A planned new definition of charity for tax purposes, intended to prevent charities being set up to avoid tax, should be radically altered to take into account existing legislation, the Charity Tax Group’s annual conference heard on Monday.

Neil Cohen, professional support lawyer, Trowers & Hamlin

A planned new definition of charity for tax purposes, intended to prevent charities being set up to avoid tax, should be radically altered to take into account existing legislation, the Charity Tax Group’s annual conference heard on Monday.

Earlier this year HM Revenue & Customs proposed measures to make it harder for charities to be set up in order to avoid tax, and published a discussion paper proposing a new condition that charities must satisfy before they are entitled to claim tax relief.

Two alternative versions of this “establishment condition” were proposed. One would say a charity could not claim tax relief if its main purpose was to obtain a tax advantage.
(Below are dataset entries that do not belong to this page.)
PR #385, opened 2016-04-11
initial spec for building libzabbix RPM out of openshift-tools

joelddiaz:


joelddiaz:
@kwoodson :+1: #384 in stg

PR #386, opened 2016-04-11
copy filters, inventory, docs and test from openshift-ansible

joelddiaz:
generate openshift-tools-ansible-inventory rpm

PR #389, opened 2016-04-12
copy filters, inventory, docs and test from openshift-ansible

joelddiaz:


joelddiaz:
@kwoodson :+1: #386 in stg

PR #399, opened 2016-04-12
router fixes for when a svc or a dc are missing.  oc utility fixes

kwoodson:


kwoodson:
@mwoodson :+1: in #398

PR #403, opened 2016-04-12
fixed order of host monitoring selinux volume mount

mwoodson:


mwoodson:
@dak1n1 approved #401 in stg

PR #404, opened 2016-04-12
router image parameter fixed.

kwoodson:


kwoodson:
@mwoodson :+1:  in #400

kwoodson:
Ok to test

PR #414, opened 2016-04-18
copy host/inventory tools from openshift-ansible/bin

joelddiaz:
and generate equivalent RPMs
clean up pylint


joelddiaz:
@kwoodson :+1: #413 in stg

PR #418, opened 2016-04-18
chmod +x for all the executable files in scripts-inventory-clients RPM

joelddiaz:
and pylint fixes


joelddiaz:
@kwoodson :+1: #417 in stg

PR #419, opened 2016-04-18
Inventory clients role

joelddiaz:
copied from openshift-tools/openshift/installer/atomic-openshift-3.1/roles/openshift_ansible_inventory and modified to use openshift-tools\* RPMs


twiest:
:+1:

PR #422, opened 2016-04-18
Added vendor-github.yml and vendored the latest openshift-ansible byo installer from github.

twiest:


twiest:
:+1:  in STG pr #421

PR #425, opened 2016-04-18
depend on base python-openshift-tools (for __init__.py)

joelddiaz:


joelddiaz:
@kwoodson :+1: #424 in stg

PR #1256, opened 2016-09-26
Moving yedit changes to default to a period.

kwoodson:


kwoodson:
@mwoodson :+1:  in #1255

PR #1258, opened 2016-09-26
add python-redis dependency

joelddiaz:


joelddiaz:
👍 @stenwt #1257 in stg

PR #1264, opened 2016-09-27
Fix yedit for ansible 2.2 and content_type: str.

kwoodson:


kwoodson:
@mwoodson :+1: in #1263

PR #1267, opened 2016-09-27
Adding a fix to router edits.  Default to an empty dict.

kwoodson:


kwoodson:
@mwoodson :+1: in #1266

PR #1270, opened 2016-09-27
update event watcher with regex ability

joelddiaz:
old event watcher only looked at the event 'reason'
to further be able to subcategorize events, allow passing a regex (and associated zabbix key to report the event under)


joelddiaz:
👍 #1265 in stg

PR #1272, opened 2016-09-27
basic info about redis

ivanhorvath:


ivanhorvath:
@joelddiaz approved in #1271

PR #1273, opened 2016-09-27
Router fixes for adding edits.  Updated yedit to allow for proper content loading.

kwoodson:

PR #1274, opened 2016-09-27
Router fixes for adding edits.  Updated yedit to allow for proper content loading.

kwoodson:


kwoodson:
@mwoodson :+1:  in #1273

PR #1282, opened 2016-09-28
Cleaning up triggers from templates.

kwoodson:


joelsmith (approved):
:+1: I hope nothing is using these triggers, but I'm glad to have the trigger hooks disabled since the "secrets" are in a public repo

PR #1283, opened 2016-09-28
Cleaning up triggers from templates.

kwoodson:


kwoodson:
@joelsmith :+1:  in #1282

PR #1286, opened 2016-09-28
Scale the registry up to # of infra.

kwoodson:


kwoodson:
@mwoodson :+1: in #1285

PR #1290, opened 2016-09-28
increasing threshold numbers per discussion with twiest

ivanhorvath:


ivanhorvath:
@joelddiaz approved in #1289

PR #1292, opened 2016-09-28
Generate easily parsable list of AWS accounts

joelsmith:


joelsmith:
@kwoodson gave a :+1: in stg PR #1291

PR #2887, opened 2017-09-14
changing base image to use 7.3 because 7.4 is broken

ivanhorvath:


ivanhorvath:
Approved by @joelddiaz in #2886

StevenBarre:
This doesn't seem to be enough to fix the issue. Once the build runs `yum update` and gets the latest `yum-uitils` it disables `rhel-7-server-extras-rpms` again and thus can't install Ansible.

I think whatever got changed in https://bugzilla.redhat.com/show_bug.cgi?id=1403015 caused `yum-config-manager --enable` to go wonky.

ivanhorvath:
Ahh, we shouldn't ever run into that scenario because we are strongly against running yum update inside an image. Always better to rebuild the base and then rebuild the other parts on top. In any case, if you provide a PR that solves the issue that you are running into, we will gladly include it so it's in the repo until the fix for yum configs is done in 7.4. Unfortunately we won't be able to devote resources beyond that.

StevenBarre:
> we are strongly against running yum update inside an image

https://github.com/openshift/openshift-tools/blob/prod/docker/oso-ops-base/src/Dockerfile.j2#L46-L47

I think I've got a working fix and will make a PR with it. It seems we just need to run `yum repolist` before each `yum-config-manager` to get it work properly. I'm also adding `rhel-7-server-optional-rpms` repo since that's where `pcp-collector` is hiding.

ivanhorvath:
Well done sir, well done :) I forgot we are doing that at the image creation. But wait, are you saying you're experiencing the same repo loss at that step?

StevenBarre:
Yes, after the yum update, yum-utils is updated and the enabled repos is reset to just the core server one. Then ansible fails to install because its in extras.

PR #2888, opened 2017-09-15
Make `oso-host-monitoring` container compatible with CentOS

mhutter:
**Why is this needed**
CentOS does not have RHSM and as such some directories are missing. Without this change the `config.yml` playbook in the oso-host-monitoring container will fail.

**What does it do**
In order to make `src/root/config.yml` a template, I had to change the `generate_containers` role to support Templates in subdirectories.


ivanhorvath:
You are right, this was done by mistake. We'll check on your PR, we'll have to open it against stg anyway and fix things. Just FYI, we are planning on moving away from this monitoring container, so sooner or later this will be deprecated and there won't be any updates in this code.

docker/roles/generate_containers/tasks/main.yml
```diff
@@ -16,46 +16,32 @@
...
-    path: "{{ item }}"
-  with_fileglob: "{{ base_os }}/*.j2"
-  register: stat_templates
-  when: ansible_version.major > 1
+- name: find templates
+  find:
+    paths: '{{ base_os }}/'
+    patterns: '*.j2'
+    recurse: yes
+  register: find_templates
```
joelddiaz: Why not just register this task as 'template_list' and remove the 'set_fact' that follows?

Other than this one thing LGTM.

joelddiaz (changes requested):

docker/roles/generate_containers/tasks/main.yml
mhutter: Good question... I'll update the PR

mhutter: @joelddiaz fixed

joelddiaz:
@mhutter can you open the PR against the 'stg' branch? (leave this one open)

mhutter:
@joelddiaz #2971

joelddiaz (approved):

joelddiaz:
reviewed #2971 in stg

PR #2891, opened 2017-09-18
stop checking customer pods storage utilisation

drewandersonnz:
master: check all
infra: check all
node: don't check pod pv


gburges:
👍

PR #2896, opened 2017-09-19
added the online-deployer as a valid operation

mwoodson:


mwoodson:
@jupierce approved #2893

The other is broader and would apply the rule if one of the charity's purposes was a tax advantage. 

The Charity Tax Group (CTG), along with NCVO, the Charity Finance Group (CFG) and the Association of Charitable Foundations, have all said they oppose the plans.

Neil Cohen, a professional support lawyer at Trowers & Hamlin, told the conference at the Wellcome Trust in London, that he “would be very surprised” if a test of some form was not introduced because HMRC had taken too much criticism over its handling of the Cup Trust, a charity established in order to avoid up to £100m in tax.
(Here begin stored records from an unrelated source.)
PR #2900, opened 2017-09-19
fixing namespace selection

ivanhorvath:


ivanhorvath:
Approved by @joelddiaz in #2899

PR #2901, opened 2017-09-20
Split out resourcequota

yocum137:
split out cluster resource quotas from storageclass role, created a new role
This goes with PR https://github.com/openshift/openshift-ansible-ops/pull/3207


ansible/roles/openshift_master_resource_quota/README.md
```diff
@@ -0,0 +1,45 @@
+openshift_master_storage_class
```
mwoodson: name is wrong here...

ansible/roles/openshift_master_resource_quota/README.md
```diff
@@ -0,0 +1,45 @@
...
+
+Requirements
+------------
+
+None
+
+Role Variables
+--------------
+
+osmsc_enable_quotas: BOOL.  Should quotas be enabled.
```
mwoodson: we try to name the role variables based on an abbreviation of the role name.

for openshift_master_storage_class = osmsc.

For this new role, probably want to name it: osmrq?

ansible/roles/openshift_master_resource_quota/tasks/main.yml
```diff
@@ -0,0 +1,45 @@
+---
+- name: Include lib_openshift
+  include_role:
+    name: tools_roles/lib_openshift
+
```
mwoodson: This isn't needed because the dependency is in meta/main.yml.

mwoodson (changes requested):

mwoodson (approved):

PR #2903, opened 2017-09-21
add cloudhealth scripts

blentz:


scripts/cloudhealth/add_billing_role.py
```diff
@@ -0,0 +1,223 @@
...
+import sys
+
+import boto3
+import botocore.exceptions
+import requests.exceptions
+
+from cloudhealth import CloudHealthAwsAccount
+
+LOG_FORMAT = '%(asctime)-15s [%(levelname)s] (%(name)s.%(funcName)s) %(message)s'
+AWS_CREDENTIALS = os.environ['HOME'] + '/.aws/credentials'
```
dbaker-arch: Is this needed?  This is the default AWS_CREDENTIALS value and if someone has altered it, it may be for good reason.

scripts/cloudhealth/README.adoc
```diff
@@ -0,0 +1,11 @@
+This script is used to configure cross-service permissions required to
+allow CloudHealth to collect cost-related data.
+
+It creates AWS IAM Role, Profile, and Role->Profile link. Then, it adds the AWS
+Account info to CloudHealth.
+
+Usage:
+
+        $ export CLOUDHEALTH_API_KEY='some-api-key'
+        $ add-billing-role.py -p AWS_PROFILE -k random-string -n role-name
```
dbaker-arch: Can you define what "random-string" means.  What's it used for?  Why is it random?  Would you re-use one?  If it's truly random, then the script should generate it's own random data (e.g. openssl rand -hex 20) to protect against the user not providing "random enough" input.

dbaker-arch: -n role-name does not match the code below.  There's hardcoded role/oso-billing and "-n" maps to aws_name, not role-name.

scripts/cloudhealth/cloudhealth.py
```diff
@@ -0,0 +1,207 @@
...
+        else:
+            raise Exception('Missing required parameter "name".')
+
+        # pylint: disable=line-too-long
+        if 'authentication' in kwargs.keys() and \
+                'protocol' in kwargs['authentication'].keys():
+            if kwargs['authentication']['protocol'] not in ['access_key', 'assume_role']:
+                raise Exception('Protocol must be one of "access_key" or "assume_role"')
+
+            if kwargs['authentication']['protocol'] == 'access_key':
```
dbaker-arch, line 148: Code above indicates this should only use AWS_PROFILE, not access/secret keys.  Drop support for access/secret on new tools and force AWS_PROFILE usage instead wherever it's possible.

scripts/cloudhealth/add_billing_role.py
```diff
@@ -0,0 +1,223 @@
...
+    ''' parse CLI args '''
+    parser = argparse.ArgumentParser(description='MY SCRIPT DESCRIPTION')
+    parser.add_argument('-e', '--external-id', type=str, dest='aws_external_id',
+                        help="External ID String for AWS cross-account trust")
+    parser.add_argument('-f', '--file', type=str, dest='credsfile',
+                        default='%s/.aws/credentials' % os.environ['HOME'],
+                        help='aws credentials file')
+    parser.add_argument('-k', '--cloudhealth-key', type=str, dest='cht_api_key',
+                        help="The API Key for CloudHealth")
+    parser.add_argument('-n', '--name', type=str, dest='aws_name',
```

“There is too much political will behind this for nothing to happen,” Cohen said. “HMRC have taken a lot of criticism, and they need to be seen to be doing something."
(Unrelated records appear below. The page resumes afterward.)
PR #2915, opened 2017-09-26
fixed some dependencies for lib_openshift roles

mwoodson:

PR #2916, opened 2017-09-26
fixed some dependencies for lib_openshift roles

mwoodson:


mwoodson:
@wshearn approved #2915

PR #2918, opened 2017-09-26
Fix for inventory on v2.

kwoodson:


kwoodson:
@mwoodson :+1:  in #2917

PR #2920, opened 2017-09-26
fixing logic to enable oc logs to work right

ivanhorvath:


ivanhorvath:
Approved by @joelddiaz in #2919

PR #2924, opened 2017-09-27
change name: to gp2 to match openshift-ansible upstream name

yocum137:


mwoodson (approved):

yocum137:
Any cluster that has a storageclass named ebs will need to have that storageclass removed, then run openshift-ansible-ops/playbooks/release/post_byo/storage_class_setup.yml to re-create it with the new name: gp2.

PR #3599, opened 2018-06-28
added a rsyslog restarter to scale group config pods to overcome rsyslog bug

mwoodson:


mwoodson:
@jupierce approved #3598

PR #3605, opened 2018-07-02
track evictions from the event stream

yithian:
once we start keeping a tally of evictions we can set up a zabbix
trigger for mass evictions


yithian:
@blrm :+1: #3600

PR #3617, opened 2018-07-05
fixed an ses var naming bug

mwoodson:


mwoodson:
@jupierce approved #3616

PR #3622, opened 2018-07-05
 Bind to loopback interface only

dbaker-arch:


ivanhorvath (approved):

dbaker-arch:
Merged to stg in #3618 
Merged to int in #3619

PR #3635, opened 2018-07-09
fixed generate byo to include node group var on each node type

mwoodson:


mwoodson:
@jupierce approved #3634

He said the current proposals would lead to “piecemeal, blunderbuss legislation which is aimed at the charity, not the tax avoider”, and that changes were needed.

“Our strategy is to see if we can help them develop a test that actually works,” he said.

HMRC’s initial proposals say that a charity should not be entitled to tax relief if established to obtain a tax advantage, but he said this definition was too wide, and gave HMRC too much power to retrospectively remove tax relief it had already given out.

He said the new rule should say a charity cannot be established only if it would be caught by one of three existing anti-avoidance rules: the Definition of Tax Avoidance Schemes legislation, the General Anti-Avoidance Rule, and the Halifax Principle.

“In all these cases there is a paper trail we can look at,” he said. “There is a lot of law we can rely on, rather than wishy-washy guidance which HMRC can change on a whim."